The result should be every line in the data below that carries the string "token".

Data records
┄┄┄┄┄┄┄┄┄┄┄┄┄┄┄┄┄┄┄┄

PR #3479, opened 2022-09-18
feat(git): cherry-pick keyword supports tag attribute

elliot-nelson:
## :bookmark_tabs: Summary

Cherry-picked commits are commits as well, and might be tagged (especially if you are cherry-picking commits into a release branch from a trunk branch). So it makes sense to support the `tag` attribute in the `cherry-pick` keyword.

For syntax, the most straightforward implementation is to copy from the `commit` keyword.

For display, we are currently already rendering the tag `cherry-pick:<ID>` for a cherry-pick. Here, I think the most flexible change is to allow the `tag` attribute to override this default tag and completely replace it, which allows the user to choose to extend it (e.g. `cherry-pick:A snapshot`) or to use alternate text (e.g. `bug fixed`).

### :clipboard: Tasks

Make sure you

### DIFF
--- a/src/diagrams/git/parser/gitGraph.jison
+++ b/src/diagrams/git/parser/gitGraph.jison
@@ -117,7 +117,7 @@ branchStatement
     ;
 
 cherryPickStatement
-    : CHERRY_PICK COMMIT_ID STR {yy.cherryPick($3, '', '')}
+    : CHERRY_PICK COMMIT_ID STR {yy.cherryPick($3, '', 'cherry-pick:<id>')}
     | CHERRY_PICK COMMIT_ID STR COMMIT_TAG STR {yy.cherryPick($3, '', $5)}
     | CHERRY_PICK COMMIT_TAG STR COMMIT_ID STR {yy.cherryPick($5, '', $3)}
     ;
--- a/src/diagrams/git/parser/gitGraph.jison
+++ b/src/diagrams/git/parser/gitGraph.jison
@@ -117,7 +117,7 @@ branchStatement
     ;
 
 cherryPickStatement
-    : CHERRY_PICK COMMIT_ID STR {yy.cherryPick($3, '', 'cherry-pick:<id>')}
+    : CHERRY_PICK COMMIT_ID STR {yy.cherryPick($3, '', undefined)}
     | CHERRY_PICK COMMIT_ID STR COMMIT_TAG STR {yy.cherryPick($3, '', $5)}
     | CHERRY_PICK COMMIT_TAG STR COMMIT_ID STR {yy.cherryPick($5, '', $3)}
     ;
--- a/src/diagrams/git/parser/gitGraph.jison
+++ b/src/diagrams/git/parser/gitGraph.jison
@@ -117,7 +117,9 @@ branchStatement
     ;
 
 cherryPickStatement
-    : CHERRY_PICK COMMIT_ID STR {yy.cherryPick($3)}
+    : CHERRY_PICK COMMIT_ID STR {yy.cherryPick($3, '')}
+    | CHERRY_PICK COMMIT_ID STR COMMIT_TAG STR {yy.cherryPick($3, $4)}
+    | CHERRY_PICK COMMIT_TAG STR COMMIT_ID STR {yy.cherryPick($4, $3)}
     ;
 
 mergeStatement
--- a/src/diagrams/git/parser/gitGraph.jison
+++ b/src/diagrams/git/parser/gitGraph.jison
@@ -57,6 +57,7 @@ checkout(?=\s|$)                        return 'CHECKOUT';
 "options"\r?\n                          this.begin("options"); //
 <options>[ \r\n\t]+"end"                this.popState();       // not used anymore in the renderer, fixed for backward compatibility
 <options>[\s\S]+(?=[ \r\n\t]+"end")     return 'OPT';          //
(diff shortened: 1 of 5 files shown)


src/diagrams/git/parser/gitGraph.jison
```diff
@@ -117,7 +117,9 @@ branchStatement
     ;
 
 cherryPickStatement
-    : CHERRY_PICK COMMIT_ID STR {yy.cherryPick($3)}
+    : CHERRY_PICK COMMIT_ID STR {yy.cherryPick($3, '')}
+    | CHERRY_PICK COMMIT_ID STR COMMIT_TAG STR {yy.cherryPick($3, $4)}
+    | CHERRY_PICK COMMIT_TAG STR COMMIT_ID STR {yy.cherryPick($4, $3)}
```
aloisklink, line 122: The second arg is `targetId` (leave blank) and you want to pick the 5th value, not the 4th one (JISON is a bit confusing).

```suggestion
    : CHERRY_PICK COMMIT_ID STR {yy.cherryPick($3, '', '')}
    | CHERRY_PICK COMMIT_ID STR COMMIT_TAG STR {yy.cherryPick($3, '', $5)}
    | CHERRY_PICK COMMIT_TAG STR COMMIT_ID STR {yy.cherryPick($5, '', $3)}
```

aloisklink (changes requested):
Looks great! Thanks for adding docs and a test case.

Two issues:
  - Currently there's a bug in cherry-pick, however, that's not related to your PR, I've got a fix in #3480
  - The `.jison` code has the wrong arguments. See my comment on how to fix.

After applying #3480 and my suggestion, the e2e tests render correctly:

image

elliot-nelson:
Thanks @aloisklink! I'll admit I was scratching my head a bit at the relationship between jison and the renderer, now it makes more sense.

I did also make an additional commit which I'm open to feedback on... it would be nice if explicitly writing `tag:""` did what the user would expect (hide the tag), rather than defaulting to the default tag. This is the classic "what string represents default?" -- I tried to choose one that straddles the line between "unlikely for users to run into" and "understandable to future code readers".

aloisklink (changes requested):
Commit https://github.com/mermaid-js/mermaid/pull/3479/commits/4e4b5ccf8d4cd08a4d2174784802ff159e6e9a7d throws an error, since you're using `sourceCommit` at the beginning of the function, but it's only declared later on in the function.

My gut feeling is to use the JavaScript standard way of doing things for default parameters (feel free to disagree if you or another reviewer feels otherwise). If `tag === null || tag === undefined`, then we can use the default variable. There's a newish feature in JavaScript called the [nullish coalescing operator (`??`)](https://developer.mozilla.org/en-US/docs/Web/JavaScript/Reference/Operators/Nullish_coalescing_operator) that makes this easy to implement (see my comment for more details).

elliot-nelson:
Makes sense! I wasn't sure if jison params had to be strings, if not then undefined makes perfect sense.

I'll make the tweaks you suggested later today.

elliot-nelson:
Well, I think I've got it working, but can't successfully run e2e still...

I've tried with:

```console
start-server-and-test dev http://localhost:9000/ 'cypress run --spec "**/git*"'  
```

But the resulting git graph diagrams in `cypress/snapshots` still seem to show the Syntax error PNG.

aloisklink:
> Well, I think I've got it working, but can't successfully run e2e still...

I see the issue, it looks like the current jison rules don't actually allow an `""`. There needs to be at least one character for jison to return a string. In the following lines, a `""` will call `this.begin("string");` and `this.popState();` without ever calling `return STR;`.

https://github.com/mermaid-js/mermaid/blob/e8eb2ab03fbc264e8f710e133d046b2d831dfea6/src/diagrams/git/parser/gitGraph.jison#L60-L62

I've got no idea how to fix this (or if it's even possible to fix this) since I'm not familiar with jison. Maybe another @mermaid-js reviewer will know?

Maybe instead of using `tag: ""`, we could use something like `tag: NONE` or `no-tag`?

If it's too much work, you're welcome to also move the [`allow cherry-pick to suppress tag altogether`](https://github.com/mermaid-js/mermaid/pull/3479/commits/4e4b5ccf8d4cd08a4d2174784802ff159e6e9a7d) commit into another PR. It'll be nice to be able to disable tagging, but your PR is already really useful even without that feature!

elliot-nelson:
Aha, I didn't realize quite how these screenshots got saved (looks like successes go in snapshots/ and failures go in screenshots/).

To help troubleshoot I took your earlier advice and added a couple tests to the git parser spec, and I think my suggested fix to the JISON will work.

I could not figure out a _generic_ way for `STR` to support empty strings, but maybe that's OK... that might be actually be a regression since a lot of things that would be syntax errors today could end up being unexpected program errors instead. With a dedicated `EMPTYSTR` token, you have to write twice as many lines if empty strings are OK, but at least it won't accidentally regress anything.

aloisklink (approved):
> dedicated `EMPTYSTR` token

Perfect! That works great, since using `cherry-pick ... tag:""` is probably the best syntax to use for disabling a tag. That's a smart way to use jison.

It all looks good for me (thanks for adding parsing tests too!). Now we just need to wait for other maintainers to review!

ashishjain0512 (approved):
Thanks for your contribution. This will be a definite add-on!

PR #3480, opened 2022-09-18
Fix broken cherry-pick parsing in gitgraph

aloisklink:
## :bookmark_tabs: Summary

Using `cherry-pick` in git graphs is currently broken.

That's my fault, I forgot to escape the `-` character in the regex in https://github.com/mermaid-js/mermaid/commit/152795666932cf92af33635d2f98dcbe93e911ba.

Since we didn't having unit tests for `cherry-pick`, I didn't catch the error.

We do have cypress e2e tests for `cherry-pick`, but they didn't throw an error, they just showed 
image

I've added unit tests so this shouldn't happen again!

In the long term, we probably want to modify the cypress e2e tests to throw a an error if Mermaid ever fails.

### :clipboard: Tasks

Make sure you

### DIFF
--- a/src/diagrams/git/gitGraphParserV2.spec.js
+++ b/src/diagrams/git/gitGraphParserV2.spec.js
@@ -611,6 +611,22 @@ describe('when parsing a gitGraph', function () {
     ]);
   });
 
+  it('should support cherry-picking commits', function () {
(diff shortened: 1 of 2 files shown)


knsv:
Thanks! Great with the unit test!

┄┄┄┄┄┄┄┄┄┄┄┄┄┄┄┄┄┄┄┄

RESULT OF THIS EXERCISE
I could not figure out a _generic_ way for `STR` to support empty strings, but maybe that's OK... that might be actually be a regression since a lot of things that would be syntax errors today could end up being unexpected program errors instead. With a dedicated `EMPTYSTR` token, you have to write twice as many lines if empty strings are OK, but at least it won't accidentally regress anything.
> dedicated `EMPTYSTR` token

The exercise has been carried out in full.